PR #17865, opened 2025-09-15
Show inactive licenses

snipe:
This adds onto #17858, hiding expired and terminated licenses from the regular view and also fixes an issue with the checkin button not appearing on license default view under the assigned list.


app/Http/Controllers/Licenses/LicenseCheckoutController.php
```diff
@@ -70,8 +75,19 @@ public function store(LicenseCheckoutRequest $request, $licenseId, $seatId = nul
...
+
         $this->authorize('checkout', $license);
 
+        // Make sure there is at least one available to checkout
+        if ($license->availCount()->count() < 1) {
+            return redirect()->route('licenses.index')->with('error', trans('admin/licenses/message.checkout.not_enough_seats'));
+        }
+
+        // Make sure the license is expired or terminated
+        if ($license->isInactive()) {
```
uberbrady, line 87: This is a dupe of line 42 above?

app/Models/License.php
```diff
@@ -750,6 +751,38 @@ public static function getExpiringLicenses($days = 60)
             ->get();
     }
 
+    public function scopeActiveLicenses($query)
+    {
+
+        return $query->whereNull('deleted_at')
+
+            // The termination date is null or within range
+            ->where(function ($query)  {
```
uberbrady, line 760: Really stoked that you got in front of this - I was about to say "oh, we're doing an `OR` here, better make sure...." and you already did :)

database/factories/LicenseFactory.php
```diff
@@ -33,9 +33,9 @@ public function definition()
             'seats' => $this->faker->numberBetween(1, 10),
             'purchase_date' => $this->faker->dateTimeBetween('-1 years', 'now', date_default_timezone_get())->format('Y-m-d'),
             'order_number' => $this->faker->numberBetween(1000000, 50000000),
-            'expiration_date' => $this->faker->dateTimeBetween('now', '+3 years', date_default_timezone_get())->format('Y-m-d H:i:s'),
+            'expiration_date' => null,
```
uberbrady, line 36: I guess we don't have tests that rely on this - but eventually, I assume, we're going to have to have a few factories that will create expiration dates in the past, and similar for termination dates? Could we instead make this factory create expiration_dates only in the future?

uberbrady (approved):
This seems great! I saw one place where there's some duplicated code I think, and I had some questions about the factory choices you made, but nothing that should block the PR. Thanks for getting this handled!

app/Http/Controllers/Licenses/LicenseCheckoutController.php
snipe: Yes, to check on the save as well as the form view.

database/factories/LicenseFactory.php
snipe: I don't think we test much against expiration or termination dates at this point, since they didn't really have any functionality.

____________________

→ Task details: In the records above, locate each line with the word "there". Copy all such lines.

→ Exercise result:
+        // Make sure there is at least one available to checkout
This seems great! I saw one place where there's some duplicated code I think, and I had some questions about the factory choices you made, but nothing that should block the PR. Thanks for getting this handled!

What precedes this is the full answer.